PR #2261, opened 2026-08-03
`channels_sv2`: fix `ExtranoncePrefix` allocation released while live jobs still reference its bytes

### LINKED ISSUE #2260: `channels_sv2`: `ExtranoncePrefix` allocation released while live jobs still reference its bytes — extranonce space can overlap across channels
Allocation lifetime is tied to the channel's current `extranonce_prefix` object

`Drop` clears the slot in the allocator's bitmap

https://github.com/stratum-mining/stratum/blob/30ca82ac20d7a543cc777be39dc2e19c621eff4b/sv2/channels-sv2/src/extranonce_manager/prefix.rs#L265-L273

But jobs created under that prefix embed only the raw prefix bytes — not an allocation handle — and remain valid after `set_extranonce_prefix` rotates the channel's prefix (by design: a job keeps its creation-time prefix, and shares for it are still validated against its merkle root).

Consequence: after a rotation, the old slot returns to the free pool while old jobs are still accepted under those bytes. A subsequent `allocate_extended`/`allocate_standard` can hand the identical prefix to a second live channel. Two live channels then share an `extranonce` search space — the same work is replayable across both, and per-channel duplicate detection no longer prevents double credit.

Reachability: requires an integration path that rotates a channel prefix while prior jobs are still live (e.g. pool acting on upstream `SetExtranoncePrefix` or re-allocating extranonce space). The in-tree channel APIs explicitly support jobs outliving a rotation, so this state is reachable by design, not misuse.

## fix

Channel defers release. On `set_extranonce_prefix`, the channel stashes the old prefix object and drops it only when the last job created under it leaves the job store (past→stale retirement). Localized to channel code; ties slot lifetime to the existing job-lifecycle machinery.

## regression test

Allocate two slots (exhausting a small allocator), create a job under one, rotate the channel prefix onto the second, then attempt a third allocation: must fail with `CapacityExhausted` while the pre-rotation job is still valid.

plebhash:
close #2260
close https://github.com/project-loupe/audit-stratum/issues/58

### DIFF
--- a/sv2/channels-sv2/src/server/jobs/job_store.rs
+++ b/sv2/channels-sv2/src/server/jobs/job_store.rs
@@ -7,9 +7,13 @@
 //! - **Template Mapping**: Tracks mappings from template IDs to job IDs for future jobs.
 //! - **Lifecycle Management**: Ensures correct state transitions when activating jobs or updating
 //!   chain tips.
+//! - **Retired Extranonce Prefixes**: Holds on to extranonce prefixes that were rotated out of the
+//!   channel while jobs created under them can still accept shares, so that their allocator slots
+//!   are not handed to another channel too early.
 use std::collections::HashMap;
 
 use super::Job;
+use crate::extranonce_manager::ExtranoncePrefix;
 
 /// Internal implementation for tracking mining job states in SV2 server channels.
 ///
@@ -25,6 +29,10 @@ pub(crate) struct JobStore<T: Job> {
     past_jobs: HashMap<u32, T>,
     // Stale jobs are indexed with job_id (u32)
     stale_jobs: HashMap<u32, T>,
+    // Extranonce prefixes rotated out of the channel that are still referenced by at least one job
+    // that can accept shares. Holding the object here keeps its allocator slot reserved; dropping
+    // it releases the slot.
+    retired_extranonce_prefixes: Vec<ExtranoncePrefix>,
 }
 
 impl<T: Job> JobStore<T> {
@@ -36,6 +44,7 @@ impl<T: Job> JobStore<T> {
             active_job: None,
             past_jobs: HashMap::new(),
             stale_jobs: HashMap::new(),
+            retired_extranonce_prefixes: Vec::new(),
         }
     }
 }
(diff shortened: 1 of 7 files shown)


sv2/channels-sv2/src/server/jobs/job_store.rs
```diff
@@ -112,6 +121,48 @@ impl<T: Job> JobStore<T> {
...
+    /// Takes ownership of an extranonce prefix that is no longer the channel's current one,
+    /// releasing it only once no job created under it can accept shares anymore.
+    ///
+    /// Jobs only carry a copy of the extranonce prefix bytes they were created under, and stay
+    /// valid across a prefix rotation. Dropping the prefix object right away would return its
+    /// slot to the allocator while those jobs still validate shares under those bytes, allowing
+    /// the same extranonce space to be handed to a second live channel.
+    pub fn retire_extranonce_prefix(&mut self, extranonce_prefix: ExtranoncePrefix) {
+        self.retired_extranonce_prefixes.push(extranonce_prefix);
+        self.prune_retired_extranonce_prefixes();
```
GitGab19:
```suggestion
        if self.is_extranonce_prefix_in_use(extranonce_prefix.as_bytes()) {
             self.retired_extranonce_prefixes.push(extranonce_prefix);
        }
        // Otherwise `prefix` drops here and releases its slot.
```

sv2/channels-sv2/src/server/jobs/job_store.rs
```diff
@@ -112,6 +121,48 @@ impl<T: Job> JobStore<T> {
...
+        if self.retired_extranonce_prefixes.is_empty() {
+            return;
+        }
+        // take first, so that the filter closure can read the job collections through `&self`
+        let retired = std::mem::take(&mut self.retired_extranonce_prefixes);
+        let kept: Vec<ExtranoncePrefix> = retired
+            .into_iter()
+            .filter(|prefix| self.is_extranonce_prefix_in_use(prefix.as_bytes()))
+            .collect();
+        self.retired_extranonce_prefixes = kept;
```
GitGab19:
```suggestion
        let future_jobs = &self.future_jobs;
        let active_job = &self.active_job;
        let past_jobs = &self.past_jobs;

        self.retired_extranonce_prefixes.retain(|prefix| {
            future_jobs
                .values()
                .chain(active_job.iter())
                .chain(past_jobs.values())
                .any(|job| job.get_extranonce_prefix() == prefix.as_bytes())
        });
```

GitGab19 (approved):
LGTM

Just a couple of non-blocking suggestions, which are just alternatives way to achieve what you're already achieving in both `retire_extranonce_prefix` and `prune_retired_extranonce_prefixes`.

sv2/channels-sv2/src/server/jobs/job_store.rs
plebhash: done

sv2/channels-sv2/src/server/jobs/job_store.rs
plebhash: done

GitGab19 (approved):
—————
• **ABOUT THIS TASK**: Could all of the entries be retyped word for word?

• **SOLVED PROBLEM**:
PR #2261, opened 2026-08-03
`channels_sv2`: fix `ExtranoncePrefix` allocation released while live jobs still reference its bytes

### LINKED ISSUE #2260: `channels_sv2`: `ExtranoncePrefix` allocation released while live jobs still reference its bytes — extranonce space can overlap across channels
Allocation lifetime is tied to the channel's current `extranonce_prefix` object

`Drop` clears the slot in the allocator's bitmap

https://github.com/stratum-mining/stratum/blob/30ca82ac20d7a543cc777be39dc2e19c621eff4b/sv2/channels-sv2/src/extranonce_manager/prefix.rs#L265-L273

But jobs created under that prefix embed only the raw prefix bytes — not an allocation handle — and remain valid after `set_extranonce_prefix` rotates the channel's prefix (by design: a job keeps its creation-time prefix, and shares for it are still validated against its merkle root).

Consequence: after a rotation, the old slot returns to the free pool while old jobs are still accepted under those bytes. A subsequent `allocate_extended`/`allocate_standard` can hand the identical prefix to a second live channel. Two live channels then share an `extranonce` search space — the same work is replayable across both, and per-channel duplicate detection no longer prevents double credit.

Reachability: requires an integration path that rotates a channel prefix while prior jobs are still live (e.g. pool acting on upstream `SetExtranoncePrefix` or re-allocating extranonce space). The in-tree channel APIs explicitly support jobs outliving a rotation, so this state is reachable by design, not misuse.

## fix

Channel defers release. On `set_extranonce_prefix`, the channel stashes the old prefix object and drops it only when the last job created under it leaves the job store (past→stale retirement). Localized to channel code; ties slot lifetime to the existing job-lifecycle machinery.

## regression test

Allocate two slots (exhausting a small allocator), create a job under one, rotate the channel prefix onto the second, then attempt a third allocation: must fail with `CapacityExhausted` while the pre-rotation job is still valid.

plebhash:
close #2260
close https://github.com/project-loupe/audit-stratum/issues/58

### DIFF
--- a/sv2/channels-sv2/src/server/jobs/job_store.rs
+++ b/sv2/channels-sv2/src/server/jobs/job_store.rs
@@ -7,9 +7,13 @@
 //! - **Template Mapping**: Tracks mappings from template IDs to job IDs for future jobs.
 //! - **Lifecycle Management**: Ensures correct state transitions when activating jobs or updating
 //!   chain tips.
+//! - **Retired Extranonce Prefixes**: Holds on to extranonce prefixes that were rotated out of the
+//!   channel while jobs created under them can still accept shares, so that their allocator slots
+//!   are not handed to another channel too early.
 use std::collections::HashMap;
 
 use super::Job;
+use crate::extranonce_manager::ExtranoncePrefix;
 
 /// Internal implementation for tracking mining job states in SV2 server channels.
 ///
@@ -25,6 +29,10 @@ pub(crate) struct JobStore<T: Job> {
     past_jobs: HashMap<u32, T>,
     // Stale jobs are indexed with job_id (u32)
     stale_jobs: HashMap<u32, T>,
+    // Extranonce prefixes rotated out of the channel that are still referenced by at least one job
+    // that can accept shares. Holding the object here keeps its allocator slot reserved; dropping
+    // it releases the slot.
+    retired_extranonce_prefixes: Vec<ExtranoncePrefix>,
 }
 
 impl<T: Job> JobStore<T> {
@@ -36,6 +44,7 @@ impl<T: Job> JobStore<T> {
             active_job: None,
             past_jobs: HashMap::new(),
             stale_jobs: HashMap::new(),
+            retired_extranonce_prefixes: Vec::new(),
         }
     }
 }
(diff shortened: 1 of 7 files shown)


sv2/channels-sv2/src/server/jobs/job_store.rs
```diff
@@ -112,6 +121,48 @@ impl<T: Job> JobStore<T> {
...
+    /// Takes ownership of an extranonce prefix that is no longer the channel's current one,
+    /// releasing it only once no job created under it can accept shares anymore.
+    ///
+    /// Jobs only carry a copy of the extranonce prefix bytes they were created under, and stay
+    /// valid across a prefix rotation. Dropping the prefix object right away would return its
+    /// slot to the allocator while those jobs still validate shares under those bytes, allowing
+    /// the same extranonce space to be handed to a second live channel.
+    pub fn retire_extranonce_prefix(&mut self, extranonce_prefix: ExtranoncePrefix) {
+        self.retired_extranonce_prefixes.push(extranonce_prefix);
+        self.prune_retired_extranonce_prefixes();
```
GitGab19:
```suggestion
        if self.is_extranonce_prefix_in_use(extranonce_prefix.as_bytes()) {
             self.retired_extranonce_prefixes.push(extranonce_prefix);
        }
        // Otherwise `prefix` drops here and releases its slot.
```

sv2/channels-sv2/src/server/jobs/job_store.rs
```diff
@@ -112,6 +121,48 @@ impl<T: Job> JobStore<T> {
...
+        if self.retired_extranonce_prefixes.is_empty() {
+            return;
+        }
+        // take first, so that the filter closure can read the job collections through `&self`
+        let retired = std::mem::take(&mut self.retired_extranonce_prefixes);
+        let kept: Vec<ExtranoncePrefix> = retired
+            .into_iter()
+            .filter(|prefix| self.is_extranonce_prefix_in_use(prefix.as_bytes()))
+            .collect();
+        self.retired_extranonce_prefixes = kept;
```
GitGab19:
```suggestion
        let future_jobs = &self.future_jobs;
        let active_job = &self.active_job;
        let past_jobs = &self.past_jobs;

        self.retired_extranonce_prefixes.retain(|prefix| {
            future_jobs
                .values()
                .chain(active_job.iter())
                .chain(past_jobs.values())
                .any(|job| job.get_extranonce_prefix() == prefix.as_bytes())
        });
```

GitGab19 (approved):
LGTM

Just a couple of non-blocking suggestions, which are just alternatives way to achieve what you're already achieving in both `retire_extranonce_prefix` and `prune_retired_extranonce_prefixes`.

sv2/channels-sv2/src/server/jobs/job_store.rs
plebhash: done

sv2/channels-sv2/src/server/jobs/job_store.rs
plebhash: done

GitGab19 (approved):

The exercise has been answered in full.